# Which paint for Aristo Craft locomotives?



## greyhound (Jan 4, 2008)

Hi all, 



after weathering my Aristo E8 and Class66 I want to spray a clear paint as top coat. Which type of paint/varnish is compatible with the original Aristo paint? Enamel or acrylic? 


Thanks for your help. 

Joachim


----------



## Torby (Jan 2, 2008)

There's the ever popular Krylon. Get gloss or matt depending on how you want the loco to look.


----------



## Stan Cedarleaf (Jan 2, 2008)

As Tom suggested, Joachim, Krylon is my choice as well.... HOWEVER..... It appears that Krylon is starting to change the consistency of some of their products. So far, the Acrylic Crystal Clear Gloss, Satin and Matte are still availble in the old cans. Test the compatibility of the can on the bottom portion of the locomotive to see how it adheres. Use the Matte can # 1311... 

There are different Krylon materials for crafts. Suggest you don't use those. I get mine at Wal-Mart, Ace or Tru-Value Hardware. Home Depot or Lowe's does not carry Krylon in our area. 

If that works OK, them mask the windows and start with light coats followed by slightly wetter. Do avoid applying too heavy to avoid sags and runs...


----------



## greyhound (Jan 4, 2008)

Thanks for the input, 


I live in Germany and I am afraid that I can not buy Krylon. But from Stan's answer I have learned that Krylon is an acrylic based paint, so I guess that the original Aristo color is also acrylic. I will try to find a matte acrylic spray paint to do the job. 

Joachim


----------



## Great Western (Jan 2, 2008)

Hi Joachim, 

As I live in England I also feel that I cannot get the Krylon paint. Like you I wish to apply paint to a plain plastic Aristo-Craft loco. 

Peter Bunce who is an Administrator on this Forum is a great modeler. Maybe he will see our posts and suggest what is most suitable and available in Europe. 

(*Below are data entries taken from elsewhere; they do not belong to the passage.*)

Issue #491, opened 2025-07-29
Erdős Problem 330


mo271:
### What is the conjecture
    
https://www.erdosproblems.com/330

  Suppose $A\subset\mathbb{N}$ is a minimal basis with positive density. Is it true that, for any $n\in A$, the (upper) density of integers which cannot be represented without using $n$ is positive?

Status: open

### Prerequisites needed
With Density from `ForMathlib` this should be straightforward. (I don't think we have `basis` yet, but an ad-hoc definition should do).

### Choose either option
- [ ] I plan on working on this conjecture
- [x] This issue is up for grabs: I would like to see this conjecture added by somebody else

ayushdebnath012:
I want to work on this issue please assign me this issue @mo271

franzhusch:
Was added in #678

PR #4731, opened 2026-08-04
ErdosProblems/330: ask for positive upper density, not an existing density

### LINKED ISSUE #4730: Erdős Problem 330 requires a density to exist where the problem asks only for positive upper density

`erdos_330_statement` asks the unrepresentable set to *have* a density and for that density to be positive. The problem only asks for positive upper density.

https://github.com/google-deepmind/formal-conjectures/blob/main/FormalConjectures/ErdosProblems/330.lean#L48-L52

```lean
theorem erdos_330_statement :
    answer(sorry) ↔ ∃ (A : Set ℕ), ∃ h, MinAsymptoticAddBasisOfOrder A h ∧ A.HasPosDensity ∧
    ∀ n ∈ A, Set.HasPosDensity (UnrepWithout A n h) := by
```

`Set.HasPosDensity S` is `∃ α > 0, S.HasDensity α`, so it carries the existence of the limit. `UnrepWithout A n h` is the set of integers not representable as a sum of at most `h` elements of `A \ {n}`, and there is no reason for such a set to have a natural density. Requiring one asks a strictly harder question.

The docstring in the file already says "the (upper) density", and so does #491, the issue this problem was added from:

> Suppose $A\subset\mathbb{N}$ is a minimal basis with positive density. Is it true that, for any $n\in A$, the **(upper)** density of integers which cannot be represented without using $n$ is positive?

So the intended reading is on record in two places; only the Lean disagrees.

### Suggested fix

`Set.upperDensity` is already in ForMathlib:

```lean
    ∀ n ∈ A, 0 < (UnrepWithout A n h).upperDensity
```

PR to follow.

### Additional context

I have left `A.HasPosDensity` alone, for the set `A` itself. The source text says "minimal basis with positive density" there with no parenthetical, and for a basis the natural-density reading is defensible, so that one is a judgement call rather than a clear error. A second opinion would help here, from someone who knows the additive-bases convention better than I do.

This does not on its own make the problem linkable. [Jayyhk/erdos-lean](https://github.com/Jayyhk/erdos-lean/blob/f8a51976fd2e66a52b4928c109fb9ae877a1a507/problems/330/Erdos330.lean) has a sorry-free proof of a statement in this shape, already phrased with `0 < Set.upperDensity`, but its representation set is `twoFold A \ twoFold (A \ {a})` where `UnrepWithout` is the complement of `Rep (A \ {n}) · h`, which allows *at most* `h` summands rather than exactly two. Those are different sets and neither contains the other, so a link would need that gap closed as well. Found while working through the status-sync backlog in #3998; #4047 tracks 330 as a plain status mismatch.

### Choose either option

williamjblair:
Fixes #4730.

`erdos_330_statement` asked the unrepresentable set to have a density and for that density to be positive:

```lean
∀ n ∈ A, Set.HasPosDensity (UnrepWithout A n h)
```

`Set.HasPosDensity S` is `∃ α > 0, S.HasDensity α`, so it carries the existence of the limit. `UnrepWithout A n h` is the set of integers not representable as a sum of at most `h` elements of `A \ {n}`, which has no reason to have a natural density. Asking for one is a strictly harder question than the one posed, and both the file's own docstring and #491, the issue this problem came from, say "the **(upper)** density".

Changed to:

```lean
∀ n ∈ A, 0 < (UnrepWithout A n h).upperDensity
```

and added a docstring sentence saying why, so the next reader does not switch it back.

I left `A.HasPosDensity` alone for the set `A` itself. The source says "minimal basis with positive density" there with no parenthetical, and the natural-density reading is defensible for a basis, so that is a judgement call rather than a clear error. Flagged in the issue for a second opinion.

The statement is `research open` with `answer(sorry)`, so nothing that was being claimed changes; what changes is which question is being asked.

### DIFF
--- a/FormalConjectures/ErdosProblems/330.lean
+++ b/FormalConjectures/ErdosProblems/330.lean
@@ -45,11 +45,16 @@ def MinAsymptoticAddBasisOfOrder (A : Set ℕ) (h : ℕ) : Prop :=
 Does there exist a minimal basis $A \subset \mathbb{N}$ with positive density
 such that, for any $n \in A$, the (upper) density of integers which
 cannot be represented without using $n$ is positive?
+
+The unrepresentable set is not asked to have a density, only to have positive upper density,
+so `Set.upperDensity` is used for it rather than `Set.HasPosDensity`. A set of integers that
+cannot be represented without $n$ has no reason to have a natural density, and requiring one
+would ask a strictly harder question than the one posed.
 -/
 @[category research open, AMS 5 11]
 theorem erdos_330_statement :
     answer(sorry) ↔ ∃ (A : Set ℕ), ∃ h, MinAsymptoticAddBasisOfOrder A h ∧ A.HasPosDensity ∧
-    ∀ n ∈ A, Set.HasPosDensity (UnrepWithout A n h) := by
+    ∀ n ∈ A, 0 < (UnrepWithout A n h).upperDensity := by
   sorry
 
 end Erdos330


mo271 (approved):
Thanks, LGTM!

I know Floquil is available here and I particularly want the orange used on Milwaukee Road locos.


----------



## Torby (Jan 2, 2008)

Oh. Sorry 'bout that. There's a place in your profile to specify location so you'll get more geographically appropriate replies


----------



## Mark L Horstead (Jan 2, 2008)

Any hobby acrylic should work, although they're generally more expensive. 

I've used Tamiya, for example, on military helicopter flying helmets that got banged around, frozen, baked in the Sinai sun, and showed hardly a sign of wear and tear over several years. Paint and protective clear-coat were both Tamiya. Almost without exception, any bumps (like the front doorpost of the Kiowa that I was flying through the 1980s and early 1990s - it was cramped in the cockpit) took paint off of the other surface and left streaks of it on the Tamiya. 

Some acrylic sprays have UV protection, which is an obvious benefit. The Tamiya paint made no mention of that, but never seemed to fade. Back then, one could only buy clear gloss and a separate matting agent that had to be mixed in. I'm not sure if they offer matte pre-mixed now. 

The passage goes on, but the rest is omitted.